**HOW TO COMPLETE THIS TASK**
Below you will find a set of lines. Repeat them all exactly.

(MATERIAL FOR THE TASK Opens)

PR #2245, opened 2023-04-21
chore(Typography): create visual tests for all typography theming

joakbjerk:


tujoworker (approved):
It looks good to me. Even, I think, Eiendom has no changes to paragraph styles. So I would argue;

> we should not test what we don't change. 

Just because it creates parts we need to maintain in future.

langz (approved):

tujoworker:
The snyk CI seems to be hanging. Should I merge it, or do you want to re-run the CI?

joakbjerk:
> The snyk CI seems to be hanging. Should I merge it, or do you want to re-run the CI?
 
You can merge it if you want 🙏

PR #2249, opened 2023-04-24
chore: ensure SB theme elements gets imported

tujoworker:
## Test plan
Because we will run visual tests on these styles, we will ensure the existence of the import of elements in future. 

Update: I will add a postbuild test as well.


joakbjerk (approved):
🙏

(MATERIAL FOR THE TASK Closes)

**TASK SOLUTION**
PR #2245, opened 2023-04-21
chore(Typography): create visual tests for all typography theming

joakbjerk:


tujoworker (approved):
It looks good to me. Even, I think, Eiendom has no changes to paragraph styles. So I would argue;

> we should not test what we don't change. 

Just because it creates parts we need to maintain in future.

langz (approved):

tujoworker:
The snyk CI seems to be hanging. Should I merge it, or do you want to re-run the CI?

joakbjerk:
> The snyk CI seems to be hanging. Should I merge it, or do you want to re-run the CI?
 
You can merge it if you want 🙏

PR #2249, opened 2023-04-24
chore: ensure SB theme elements gets imported

tujoworker:
## Test plan
Because we will run visual tests on these styles, we will ensure the existence of the import of elements in future. 

Update: I will add a postbuild test as well.


joakbjerk (approved):
🙏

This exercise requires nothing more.